EXERCISE DESCRIPTION -
Look for "refs" in the material below and show each line that contains it.

INPUT DATA -
PR #11651, opened 2026-09-11
:sparkles: Add indirection for upload-chunks storage via new table

### LINKED ISSUE #11644: Add dedicated upload_session_chunk table with its own storage bucket for chunked uploads
### Description

Chunked-upload chunks are stored directly as `storage_object` rows in the generic `tempfile` bucket, with the chunk metadata (upload id, chunk index) embedded in the object metadata. This change introduces an `upload_session_chunk` table with `ON DELETE RESTRICT` foreign keys to `storage_object` and `upload_session`, so chunk existence and counting no longer require scanning `storage_object`, and chunks get their own `upload-session` storage bucket with dedicated garbage-collection handling in `touched-gc` and `deleted-gc`. Assembling a session marks it as consumed (`deleted_at`) instead of deleting it, and the `objects-gc` task procedurally purges consumed and stalled sessions (touching referenced storage objects first). Re-uploading an already stored chunk index now returns a validation error.

### Use case

Cheaper and clearer chunked-upload bookkeeping: session chunk state is queryable without touching the large `storage_object` table, chunk lifecycle is independent from other temporary files, and referential integrity prevents orphaned or prematurely deleted chunk data.

### Affected versions

2.19.0

niwinz:

## What

- Chunked-upload chunks move out of `storage_object` metadata into a dedicated `upload_session_chunk` table, so chunk existence and counting no longer scan `storage_object`.
- Chunks get their own `upload-session` storage bucket with dedicated garbage-collection handling.
- Re-uploading an already stored chunk index returns a validation error instead of duplicating rows.

## Why

Chunk state was embedded in the generic `tempfile` object metadata, which forced metadata scans to answer per-session questions, shared lifecycle with unrelated temporary files, and allowed silent duplicates that broke assembly counts. Referential integrity now prevents orphaned or prematurely deleted chunk data.

## How

- **Schema (migration 0154):** `upload_session_chunk` with non-deleting FKs (`NO ACTION DEFERRABLE`, restrict semantics) to `storage_object` and `upload_session`; `deleted_at` marker on `upload_session`; profile FK moved from `CASCADE` to non-deleting.
- **Write/read path:** `upload-chunk` validates the live session, rejects duplicate indexes, and stores objects in the new bucket with no session metadata; chunk reads go through a `JOIN`.
- **Lifecycle:** assemble removes mappings and marks the session consumed; `objects-gc` procedurally purges consumed, stalled, and profile-owned sessions (touching objects first); `touched-gc`/`deleted-gc` handle the new bucket; `upload-session-gc` is removed and consumed sessions no longer count against quota.
- **Tests:** full backend suite green (844 tests), plus lint and format checks.

Closes #11644


backend/src/app/storage/gc_touched.clj
```diff
@@ -162,6 +162,7 @@
     (= bucket "profile")               (process-objects! conn has-profile-refs? bucket objects)
     (= bucket "file-data")             (process-objects! conn has-file-data-refs? bucket objects)
     (= bucket sto/tempfile-bucket)     (process-objects! conn (constantly false) sto/tempfile-bucket objects)
+    (= bucket sto/upload-session-bucket) (process-objects! conn (constantly false) sto/upload-session-bucket objects)
```
superalex, line 165: It's very minor but the indentation is broken here, shouldn't we add a space to the rest of the lines?

backend/src/app/rpc/commands/media.clj
```diff
@@ -353,35 +352,75 @@
...
+                                      ::sto/touched-at   (ct/in-future {:hours 1})
+                                      :content-type      (:mtype content)
+                                      :bucket            sto/upload-session-bucket})
+                    (catch Throwable cause
+                      (db/delete! pool :upload-session-chunk
+                                  {:session-id session-id :chunk-index index})
+                      (throw cause)))
+          linked  (-> (db/exec-one! pool [sql:link-upload-session-chunk
+                                          (:id object) session-id index])
+                      (db/get-update-count))]
```
superalex: If the UPDATE fails after a put-object! ok,  will the object_id be NULL and the retry will match against :chunk-already-exists?

niwinz: yes, this is expected, the session considered stalled and the gc will clean it

backend/src/app/storage/gc_touched.clj
niwinz: fixed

EXERCISE OUTPUT -
     (= bucket "profile")               (process-objects! conn has-profile-refs? bucket objects)
     (= bucket "file-data")             (process-objects! conn has-file-data-refs? bucket objects)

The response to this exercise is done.